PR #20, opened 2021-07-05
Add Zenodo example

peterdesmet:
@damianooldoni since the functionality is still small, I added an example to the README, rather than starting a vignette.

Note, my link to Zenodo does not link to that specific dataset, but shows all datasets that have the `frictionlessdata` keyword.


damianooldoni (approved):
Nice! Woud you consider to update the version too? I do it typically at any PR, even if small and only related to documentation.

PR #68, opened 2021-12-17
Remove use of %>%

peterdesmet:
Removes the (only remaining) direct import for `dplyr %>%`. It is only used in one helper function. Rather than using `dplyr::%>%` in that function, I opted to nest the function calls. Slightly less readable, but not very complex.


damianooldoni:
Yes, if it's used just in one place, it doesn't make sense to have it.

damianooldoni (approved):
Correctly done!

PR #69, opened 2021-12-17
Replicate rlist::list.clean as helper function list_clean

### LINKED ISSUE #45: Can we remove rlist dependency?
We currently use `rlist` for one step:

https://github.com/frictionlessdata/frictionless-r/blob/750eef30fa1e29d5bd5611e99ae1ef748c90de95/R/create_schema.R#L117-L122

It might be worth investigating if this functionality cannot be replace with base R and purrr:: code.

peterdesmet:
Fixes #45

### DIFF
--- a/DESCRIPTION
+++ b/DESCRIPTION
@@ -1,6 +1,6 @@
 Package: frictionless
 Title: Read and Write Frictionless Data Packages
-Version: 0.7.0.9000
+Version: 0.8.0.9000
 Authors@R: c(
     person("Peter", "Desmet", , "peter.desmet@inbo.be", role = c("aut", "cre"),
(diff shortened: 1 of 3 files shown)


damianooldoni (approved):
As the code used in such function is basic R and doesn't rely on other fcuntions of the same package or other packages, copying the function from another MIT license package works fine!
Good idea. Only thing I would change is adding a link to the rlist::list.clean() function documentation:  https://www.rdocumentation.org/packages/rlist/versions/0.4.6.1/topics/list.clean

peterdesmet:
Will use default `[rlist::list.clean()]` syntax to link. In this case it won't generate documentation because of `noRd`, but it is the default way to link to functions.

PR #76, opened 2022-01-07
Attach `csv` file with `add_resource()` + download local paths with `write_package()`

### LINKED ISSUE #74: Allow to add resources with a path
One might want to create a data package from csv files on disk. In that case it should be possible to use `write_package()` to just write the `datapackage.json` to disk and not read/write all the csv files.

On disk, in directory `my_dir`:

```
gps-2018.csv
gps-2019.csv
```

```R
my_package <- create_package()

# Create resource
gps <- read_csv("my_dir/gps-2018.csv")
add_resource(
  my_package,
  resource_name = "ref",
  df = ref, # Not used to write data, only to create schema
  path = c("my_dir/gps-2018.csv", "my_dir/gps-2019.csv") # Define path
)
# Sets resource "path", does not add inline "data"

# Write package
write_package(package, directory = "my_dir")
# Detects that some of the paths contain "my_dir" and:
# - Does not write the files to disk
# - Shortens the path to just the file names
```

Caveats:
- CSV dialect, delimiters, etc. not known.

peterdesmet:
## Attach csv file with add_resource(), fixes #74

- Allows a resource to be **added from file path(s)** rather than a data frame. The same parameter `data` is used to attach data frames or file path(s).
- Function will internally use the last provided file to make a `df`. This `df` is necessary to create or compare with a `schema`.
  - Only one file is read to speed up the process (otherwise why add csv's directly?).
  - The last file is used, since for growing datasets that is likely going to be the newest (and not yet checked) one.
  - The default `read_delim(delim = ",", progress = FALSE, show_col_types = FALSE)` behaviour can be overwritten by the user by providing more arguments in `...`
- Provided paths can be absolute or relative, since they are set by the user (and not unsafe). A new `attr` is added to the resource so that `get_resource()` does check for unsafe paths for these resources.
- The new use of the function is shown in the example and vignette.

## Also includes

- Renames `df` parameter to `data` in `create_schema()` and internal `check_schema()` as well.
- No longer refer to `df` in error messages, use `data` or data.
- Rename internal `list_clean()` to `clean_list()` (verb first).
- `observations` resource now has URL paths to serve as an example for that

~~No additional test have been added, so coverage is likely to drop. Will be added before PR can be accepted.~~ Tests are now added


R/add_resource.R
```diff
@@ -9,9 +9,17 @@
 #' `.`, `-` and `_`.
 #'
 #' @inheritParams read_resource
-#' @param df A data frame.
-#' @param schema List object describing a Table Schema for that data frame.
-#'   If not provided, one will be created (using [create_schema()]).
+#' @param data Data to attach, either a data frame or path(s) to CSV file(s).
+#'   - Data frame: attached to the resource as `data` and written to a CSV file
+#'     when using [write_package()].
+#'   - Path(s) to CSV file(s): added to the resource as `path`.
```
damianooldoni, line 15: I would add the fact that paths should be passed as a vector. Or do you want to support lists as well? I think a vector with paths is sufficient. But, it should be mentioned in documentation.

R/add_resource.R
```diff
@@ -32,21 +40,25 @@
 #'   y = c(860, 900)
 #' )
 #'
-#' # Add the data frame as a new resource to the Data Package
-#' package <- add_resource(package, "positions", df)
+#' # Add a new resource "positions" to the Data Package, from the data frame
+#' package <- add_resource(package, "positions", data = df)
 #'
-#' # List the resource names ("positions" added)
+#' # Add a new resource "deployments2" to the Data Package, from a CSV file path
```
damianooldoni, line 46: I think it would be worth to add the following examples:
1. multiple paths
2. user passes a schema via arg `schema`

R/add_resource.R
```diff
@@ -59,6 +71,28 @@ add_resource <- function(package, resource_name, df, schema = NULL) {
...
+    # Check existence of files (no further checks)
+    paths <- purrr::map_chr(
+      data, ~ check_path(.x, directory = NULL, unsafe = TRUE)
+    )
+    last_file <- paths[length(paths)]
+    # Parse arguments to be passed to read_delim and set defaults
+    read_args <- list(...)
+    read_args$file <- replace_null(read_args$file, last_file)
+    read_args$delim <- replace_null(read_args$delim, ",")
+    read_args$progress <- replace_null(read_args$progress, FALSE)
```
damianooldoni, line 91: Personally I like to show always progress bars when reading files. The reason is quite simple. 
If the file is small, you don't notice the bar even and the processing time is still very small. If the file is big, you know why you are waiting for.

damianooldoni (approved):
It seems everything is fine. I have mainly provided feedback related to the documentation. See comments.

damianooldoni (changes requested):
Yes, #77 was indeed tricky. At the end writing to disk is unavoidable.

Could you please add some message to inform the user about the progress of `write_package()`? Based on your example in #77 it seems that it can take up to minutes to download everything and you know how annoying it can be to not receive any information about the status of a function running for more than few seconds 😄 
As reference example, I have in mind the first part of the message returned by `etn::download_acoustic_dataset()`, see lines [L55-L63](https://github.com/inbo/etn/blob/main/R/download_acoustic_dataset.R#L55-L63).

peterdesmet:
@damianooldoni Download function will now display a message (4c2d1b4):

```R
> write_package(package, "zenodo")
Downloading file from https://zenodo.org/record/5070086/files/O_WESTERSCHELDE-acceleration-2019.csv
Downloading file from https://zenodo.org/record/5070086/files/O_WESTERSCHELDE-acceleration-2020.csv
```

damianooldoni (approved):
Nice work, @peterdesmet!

※

§ **DIRECTIONS**:
How many lines of the material above contain the word "opened"? Answer with the number only.

§ **THE ANSWER**:
4